Bila melihat perkembangan dunia sejauh ini, berbagai sistem ekonomi yang dulunya berjauhan tampaknya makin membaur. Yang disebut sistem kapitalis sudah lama bergerak ke arah sistem sosialis. Sekadar contoh, di banyak negara yang disebut kapitalis, biaya pendidikan rakyat ditanggung negara, pajak bisa sangat progresif, ada jaminan sosial untuk kesehatan, dan ada penetapan target untuk pertumbuhan ekonomi--semua itu mencirikan sistem sosialis.

Sebaliknya, sistem sosialis dan partai-partai sosialis pun sekarang sudah menyadari banyak segi positif dalam desentralisasi manajemen ekonomi, dalam penggabungan kepemimpinan kolektif dan perorangan, dalam penggunaan insentif laba secara terbatas. Di negara-negara sosialis diadakan eksperimen untuk memakai pabrik-pabrik mereka guna memproduksi barang-barang konsumsi. Para manajernya diberi kesempatan menangani usaha sesuai dengan permintaan pasar. Tidak terlalu banyak petunjuk atau perencanaan di pusat hingga perusahaan itu hampir-hampir seperti milik swasta.

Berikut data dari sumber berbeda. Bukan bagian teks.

PR #7194, opened 2026-09-16
fix(web-inspector): add Intelligence access and preserve Learning shortcuts

marthakelly:
The Inspector Learning results view now has an **Open Intelligence** button in its header. The button opens the Runtime-provided app origin, including custom deployments, without requiring new Threads or pending Skill reviews.

Existing Learning shortcuts keep their scoped destinations. Skill review opens the selected container's Skills page. Analysis and Learning links continue to use the URLs from `snapshot.links`. Links retain new-tab behavior, security attributes, and click telemetry.

The workbench fixtures now include the organization and project paths. [Intelligence PR #1289](https://github.com/CopilotKit/Intelligence/pull/1289) corrects the outdated Learning and analysis URLs at their source. The Skills-review URL stays unchanged.

Sam's reported HTTP 409 remains undiagnosed. This PR does not claim to fix it. We requested more diagnostic information in [the Slack thread](https://copilotkit.slack.com/archives/C0BR0V2P4QJ/p1789666318592249?thread_ts=1789510835.789859&cid=C0BR0V2P4QJ).

Refs https://linear.app/copilotkit/issue/PE-54

Marketing backlog: https://linear.app/copilotkit/issue/EGG-313

## Validation

- All 711 Inspector unit tests and eight Learning workbench browser tests pass.
- Link checks cover Skills review, analysis, empty results, container selection, custom origins, new tabs, and telemetry.
- Package build, TypeScript checks, and commit hooks pass. Hooks cover tests, package lint, and export/type checks for seven affected packages.
- Updated both Inspector documentation pages to describe the general button and the scoped shortcuts.

QA uses the standalone Inspector workbench and local fixtures. It does not cover a live Intelligence sign-in session. One browser run overlapped a CSS rebuild and lost its scenario navigation. All eight tests passed after the rebuild finished.

## UI screenshots

These screenshots show the current standalone Inspector workbench with local fixtures.

### Results and Skill review

The general header button and the scoped Skill-review shortcut remain separate.

Results and Skill review

### Threads ready for analysis

The analysis action opens the selected container's Analysis results page.

Threads ready for analysis

### Empty results

The quiet link opens the selected Learning container.

Empty results


BenTaylorDev:
Thanks for the detailed write-up and the screenshots. The branch is clean and CI is green. Before we land it I want to check the premise, because I read the Intelligence routes differently.

**Question first:** which link did Sam click, and do we have the network trace for the 409? "Open in web app" is the label on the `runs` and `learning` links. The candidates link reads "N Skills for review in web app". That distinction drives everything below.

### The candidates deep link works today

Intelligence registers three Learning route shapes under `/o/:org/:project/*` (`apps/app-frontend/react-shell/src/app.tsx:2558-2589`):

```
/learning
/learning/:containerId
/learning/:containerId/:tab
```

The comment there reads: "The Container and its selected view are path segments, so a shared Learning URL reopens exactly what the sender was looking at." `skills` is a valid tab (`learning-routes.ts:8-12`).

The snapshot's `candidates` link is `/o/<org>/<project>/learning/<containerId>/skills` (`apps/app-api/src/learning/inspector-learning-store.ts:75-78`). That matches the third shape exactly and opens the right container on the right tab. Routing it to the bare origin is a regression: the reviewer loses the container and the tab and has to find both by hand.

### The learning and runs links are not unrouted, but their query string is dead

Those two links carry `?container=<id>` and `&tab=runs` (`inspector-learning-store.ts:69-77`). `LearningWorkspaceRoute` reads path parameters only:

```ts
const containerId = params['containerId'] ?? null;
const requestedTab = params['tab'];
```
(`app.tsx:2203-2205`)

I searched `apps/app-frontend/react-shell/src/learning` for `useSearchParams`, `location.search`, and `URLSearchParams`. The only hit is the demo harness. So both links open Learning, then fall back to the first container (`learning-page.tsx:176`) and the default `insights` tab.

That is a real bug, and I think it is the one worth fixing. It lives in Intelligence's `projectLinks`, which builds a query string where the app wants `learningContainerRoute` path segments.

### The 409 is still unexplained

A resolved route does not return 409. `apps/app-api/src/errors/registry.ts` defines 19 codes at that status. The two auth-shaped ones are `MANAGED_AUTH_ACTIVE_ORG_MISMATCH` (line 461) and `MANAGED_ORGANIZATION_PLAN_SELECTION_REQUIRED` (line 478). I could not attribute the failure from source, so I am not asserting either. Sam's network trace would settle it. If it turns out to be an active-organization or plan handshake, the fix belongs in the Intelligence bootstrap, and this change hides it rather than resolving it.

### Where I think the diagnosis came from

`packages/web-inspector/dev/learning-state-fixtures.ts:350-354` builds:

```ts
`${WEB_APP_ORIGIN}/learning?container=checkout-assistant-default`
```

There is no `/o/<org>/<project>` prefix, and no top-level `/learning` route exists, so that URL really is broken. Production never emits it. Line 357 of the same file already uses the correct production shape for `candidates`. The PR body says QA ran against the standalone workbench with these fixtures, which fits.

The comment at `learning-view.ts:969`, "Intelligence does not support the snapshot's deep routes yet", does not hold as written.

### Suggested split

1. Fix `learning-state-fixtures.ts` to emit production link shapes.
2. Change `projectLinks` in Intelligence to build path segments for `learning` and `runs`.
3. Keep the candidates deep link.
4. Track the 409 separately once we have the trace.

If the trace shows the handshake fails on every deep route, then the origin-entry workaround is justified. In that case, could the comment record the auth reason rather than route support, so the next reader does not conclude the routes are missing?

### Smaller notes

- `snapshot.links` is no longer rendered anywhere, but it stays fatal. `packages/web-inspector/src/index.ts:8033` still throws "Learning snapshot is missing a required web-app link", and `packages/shared/src/utils/inspector-learning.ts:377` still drops the whole snapshot. This is latent today, because unconfigured snapshots carry zero counts, so it is a coherence point rather than a defect.
- The new case at `learning-view.spec.ts:322` builds `${origin}/learning?container=container-1`, which copies the incorrect fixture shape.
- In the `results` state the header link, the results CTA, and the review link now resolve to the same URL. Three identical destinations on one screen.
- The docs edits are accurate for the change, but they do document the manual container search as the workflow.

marthakelly:
@BenTaylorDev Updated based on your review:

- Preserved the scoped Skills-review shortcut and the other snapshot links.
- Kept the new general **Open Intelligence** button in the results header.
- Corrected the workbench URLs, regression tests, and docs. Removed the incorrect statement that Intelligence does not support these routes.
- Opened [Intelligence PR #1289](https://github.com/CopilotKit/Intelligence/pull/1289) to replace the outdated Learning and analysis query parameters with supported paths.

We asked Sam whether the 409 happened again and requested more diagnostic information in [the Slack thread](https://copilotkit.slack.com/archives/C0BR0V2P4QJ/p1789666318592249?thread_ts=1789510835.789859&cid=C0BR0V2P4QJ). The cause remains unconfirmed, and neither PR claims to fix it.

All 711 Inspector unit tests and eight Learning browser tests pass. The companion change passes 12 focused API tests and two existing frontend routing tests. Fresh screenshots are in the PR description. CI is running on the new commits.

BenTaylorDev (approved):
Approving. Round two addresses the round-one regression, and I verified the restoration rather than taking it on faith.

## What I verified

- **Branch is current with main.** The merge-base is the live tip, so the forge diff is the real diff.
- **The scoped shortcuts are genuinely back.** The net change to `learning-view.ts` is the nine added lines. All four existing `externalLink` call sites are byte-identical to `main`.
- **`snapshot!.webAppOrigin` is safe.** `parseInspectorLearningSnapshotV1` rejects any snapshot whose origin is not a URL with pathname `/` (`packages/shared/src/utils/inspector-learning.ts:356-361`), and `deriveLearningViewState` reaches `results` only with a non-null snapshot (`learning-view.ts:19-51`).
- **The bare origin lands somewhere useful.** Intelligence routes `/` to the org home, falls back to `/select-org`, and redirects a signed-out user to `/login?redirectTo=` (`apps/app-frontend/react-shell/src/app.tsx:1866-1901`).
- **The new fixture URL shape matches the real app**, checked against Intelligence `main` and not against the PR description: `learning-routes.spec.ts:29` expects `/o/acme/support/learning/support-learning/analysis-results`.
- **Tests pass locally** at `264b7c80`: `learning-view.spec.ts` 19/19, `learning-state-lab-server.spec.ts` 3/3.
- **The new tests are not self-fulfilling.** I broke the gate so the button never renders; exactly the two new assertions failed. The `querySelectorAll("a")` length check also pins each state's full anchor set, so a stray link cannot slip in.

I could not run the full unit suite or the Playwright workbench locally. My installed dependencies are behind `main`, which is a local harness limit, not a problem with this branch. CI covers both.

## Non-blocking follow-ups

1. **One pane, two product names.** The pane shows "Open in web app" four times (`learning-view.ts:1171,1471,1532,1588`) and "Open Intelligence ↗" once. `inspector.mdx:206` still says "the web app" two paragraphs below the new "Open Intelligence" sentence. Please pick one name.
2. **The docs no longer name the controls.** The text says "The analysis and Skill-review links", but no label in the pane matches that wording, so a reader cannot map the sentence to a button.
3. **Telemetry cannot separate the new button.** It emits `learning-web-link` with the default category `learning`, the same value the quiet link and the selection-required link emit. Measuring the new button needs a new member on the `category` union at `learning-view.ts:968`.
4. **Results-only placement.** The `error` state offers only Retry, which is arguably where a general escape hatch helps most. Intentional, or worth extending?
5. **Merge order.** The new docs sentence is true only after Intelligence #1289 ships. The fixtures are dev-only, so this PR is safe either way, but land #1289 first or at the same time.

Land it once the remaining checks finish.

Fakta itu pernah diungkap Profesor Eugene Staley (1906-1989) dari Lembaga Riset Stanford yang banyak berpengalaman di negara-negara berkembang dan banyak menulis soal implikasi pembangunan ekonomi di negara-negara berkembang. Menurut pengalamannya, peranan negara dalam pembangunan ekonomi di negara-negara itu menjadi topik yang masih saja kontroversial dan membangkitkan reaksi emosional. Diskusi-diskusi tentang itu sering bersifat doktriner, sekalipun tidak ada sistem yang sifatnya murni lagi. Misalnya, kapitalisme tidak seperti yang berlaku di abad ke-19. Maka, beda antarsistem ekonomi sebenarnya tidak meraksasa seperti kalau dilihat secara sepintas.

Masalah Kepedulian

Kecenderungannya, dengan sistem yang dijalankan masing-masing, masyarakat manusia umumnya bergerak menuju kepada kepedulian yang lebih besar antarsesama. Di setiap negara, berbagai peraturan dan undang-undang dirumuskan untuk menjamin tidak ada lagi kesewenangan seperti di rezim-rezim komunis ataupun kapitalis di masa lampau.

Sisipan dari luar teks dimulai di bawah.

PR #7230, opened 2026-09-17
Add an opt-in conversation reader for saved threads

ataibarkai:
Opening a saved thread currently starts with an event-derived diagnostic timeline, which can bunch user messages together and bury the conversation among run markers. Add an opt-in read-only Conversation view that follows canonical message order, keeps every role and rich payload accessible, and preserves Timeline, AG-UI Events, State, and the existing developer-inspector default.

Tool calls and results use keyboard-accessible disclosures without inferring success from arguments. Recorded run errors, missing message access, loading failures, and stale refreshes remain explicit. Regression coverage also fixes focus targeting a hidden duplicate after a tab switch a superseded initial fetch leaving the loading state stuck, and canceled old-provider failures leaking into a new provider with the same thread ID.

Validation: 719 unit tests across 39 files; package build and types; 1280px/390px browser tests for layout, native disclosures, keyboard tabs, and preserved state; lint has no errors (three existing monolith warnings). New behavior tests failed on the unchanged baseline first. A standalone fixture at `/conversation-reader.html` uses the production component and illustrative data for reproducible screenshots.

Release dependency: this PR does not publish a package. Intelligence currently pins 1.62.2 and needs a later verified published release containing `conversationView` before its adapter change can take effect. No package version bump, deployment, billing change, or automatic merge.

Independent review identified non-JSON provider payloads that could break rendering. The follow-up preserves the surrounding conversation, marks BigInt/circular/unsupported values explicitly, and displays a clear fallback if a provider value cannot be serialized. Two provider-level regressions failed before the fix and now pass. Final independent source/failure/type/comment/test/packaging review is clean.


samjulien:
Closing as superseded by the shipped conversational Inspector implementation and the reliability fixes merged in https://github.com/CopilotKit/CopilotKit/pull/7361. That PR incorporates the selected error-handling, accessibility, refresh, and caching improvements into the existing reader. This does not mean every idea in this PR was adopted; remaining ideas can be evaluated separately without maintaining a second conversation reader.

Sistem demokrasi yang digandrungi masyarakat dunia pun terus-menerus dikawal dan diamati. Misalnya, jangan sampai terlalu liberal sehingga memungkinkan pihak-pihak tertentu bersikap terlalu bebas tanpa merujuk nuraniseperti yang terkesan sedang terjadi di negeri ini; terlalu banyak pelanggaran HAM dengan mengatasnamakan demokrasi. Sudah tentu permainan kalangan elite seperti itu memorak-porandakan segala norma yang selama ini diyakini rakyat. Berbagai wacana dan diskusi diramaikan media. Silang pendapat sering menimbulkan tanda tanya dan tawa: tak malu-malunya orang mempertahankan pendapat yang nyata-nyata salah, dibela dengan alasan-alasan yang katanya sesuai aturan hukum. Rakyat bingung. Kapan selesainya?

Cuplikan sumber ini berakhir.